Para ilustrar o absurdo desse projeto medieval, que contraria a moderna tendência do direito de promover a liberdade contratual e o incentivo à participação internacional, o credor estrangeiro somente receberá seus créditos depois de pagos todos os demais credores nacionais.
Ademais o ressuscitado Código Comercial, de 1850, que ameaça ser aprovado nos próximos dias no Congresso, intervém frontalmente na disciplina da sociedade por ações, ocupando-se de operações sociais e de grupos societários.
Criam-se, por essa profunda regressão legislativa, centenas de regras que acarretam custos totalmente desnecessários a onerar, ainda mais, as atividades empresariais.

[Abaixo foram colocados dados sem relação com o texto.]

Issue #379, opened 2019-01-21
TypeError: Cannot read property 'confirmed' of undefined


ltfschoen:
After clicking "Send" on the transaction page, I've started encountering this error whilst waiting for the transaction to process. I was able to replicate it by reloading the window whilst it was sending the transaction (i.e. View > Reload)

<img width="1118" alt="screen shot 2019-01-22 at 7 25 18 am" src="https://user-images.githubusercontent.com/6226175/51498610-401b6c00-1e1b-11e9-8008-af5d04a1f34c.png">

ltfschoen:
Yes, I was only sending from Parity Signer accounts this morning.
I don't recall it happening straight away. I think the first time it happened I'd sent the transaction, and then did some other things, and saw the error when I cam back.
But another time I reloaded the page after sending the transaction and that triggered the error.
I'll have to check again.

ltfschoen:
I just tried to replicate it again. Each time I try and send a transaction from a Parity Signer account, after scanning all the QR codes and clicking "Send", if I go to Electron menu "View > Reload" it displays the error.

I'm not sure if it's a related issue or not, but I tried sending the same "amount" with same "from" and "to" accounts a second time and it displayed the following error when I tried to click "Send". I think this is a concern because it didn't show the error in the UI, I just couldn't do anything other than to click the arrow icon:

<img width="1119" alt="screen shot 2019-01-23 at 7 06 58 am" src="https://user-images.githubusercontent.com/6226175/51562505-124b2b80-1ede-11e9-83d6-d79109a3f836.png">

ltfschoen:
And the reason why I was probably prompted to "Reload" was because Kovan seems to have issues and the transaction still says "Pending" on Etherscan even after waiting for about 5-10 mins today

ltfschoen:
This issue also occurs when you reload when sending a transaction from a **non-**Parity Signer account

PR #381, opened 2019-01-21
fix: Fix txStatus race condition in sendStore

axelchalon:
Might fix https://github.com/paritytech/fether/issues/379
Previously, we would resolve the promise and then set `this.txStatus`. However, resolving the promise actually redirects to `Sent` which expects `txStatus` to already be defined

### DIFF
--- a/packages/fether-react/src/Send/Sent/Sent.js
+++ b/packages/fether-react/src/Send/Sent/Sent.js
@@ -145,7 +145,7 @@ class Sent extends Component {
       token
     } = this.props;
 
-    if (txStatus.confirmed) {
+    if (txStatus && txStatus.confirmed) {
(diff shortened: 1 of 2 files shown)


ltfschoen:
LGTM

I just tried sending a transaction from a Parity Signer account and now when I click "View > Reload" from the menu when it displays "Sending Transaction..." in the UI, which appears after scanning all the QR codes and pressing "Send", it no longer displays the error and successfully takes me back to the Account List page.

I also just tried sending a transaction from a non-Parity Signer account and now when I click "View > Reload" from the menu when it displays "Sending Transaction..." in the UI, which appears after pressing "Confirm", it no longer displays the error and successfully takes me back to the Account List page.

Interfere essa infeliz iniciativa legiferante, em matéria de repressão ao abuso do poder econômico, criando regras sobre concorrência desleal; subverte o princípio da boa-fé, que é um dos fundamentos do Código Civil brasileiro; e interfere profundamente no Código de Processo Civil, no capítulo da produção de provas.

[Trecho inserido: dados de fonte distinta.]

PR #147, opened 2020-02-02
Improve handling of component equations and derivatives

fwitte:
This PR changes the back end architecture for handing the equations and derivatives calls of the components. Additionally. the evaluation of equations and of the corresponding derivatives is modified: Equations regarding already converged variables will not be evaluated any more (or only every xth iteration), in order to cut calculation time. Therefore, I will add a performance test comparing the dev with this branch.

### DIFF
--- a/doc/tespy_modules/components.rst
+++ b/doc/tespy_modules/components.rst
@@ -133,25 +133,25 @@ need to specify the diameter the following way.
 
     # make diameter variable of system
     my_pipe.set_attr(pr=0.98, L=100, ks=0.00002, D='var')
-    
+
     # a second way of specifying this is similar to the
     # way used in the component parameters section
     # the benefit is, that val will be the starting value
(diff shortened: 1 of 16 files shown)


fwitte:
The component equations and derivatives have been remodeled. Time intensive calculation of equations and/or derivatives is skipped:
- equations: If the the equations residual is below a threshold and if the iteration count is not a multiple of 5.
- derivatives: If the change of a variable is near to zero the derivative of all functions to that variable is not updated anymore.

Next step is to modify the component node and the connection equations and derivatives analogously.

fwitte:
Still todo:

- [ ] update class node.
- [ ] update the online documentation of the tespy modules.

Performance-wise the PR looks very promising, especially if fluid mixtures and heat exchangers as well as turbomachinery is involved. The very large district heating network example (dhs from the oemof_examples repository) does not show much improvement as more iterations are required to find the solution.

time_comparison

Trata-se de uma iniciativa fantasiosa, desastrosa e irresponsável, sobretudo num país que está à procura da segurança jurídica necessária a novos investimentos locais e internacionais e que, no entanto, vai encontrar um obstáculo intransponível nesse anunciado caos de centenas de normas desconexas, retrógradas e xenófobas, que não podem prevalecer, sob pena de o Brasil afundar ainda mais por falta de segurança jurídica no campo da atividade econômica.
* Modesto Carvalhosa é jurista, autor de “Considerações Sobre a Lei Anticorrupção da Pessoa Jurídica” (Ed. Revista dos Tribunais, 2014) e do “Livro Negro da Corrupção’ (Ed. Paz e Terra, 1995), ganhador do Prêmio Jabuti.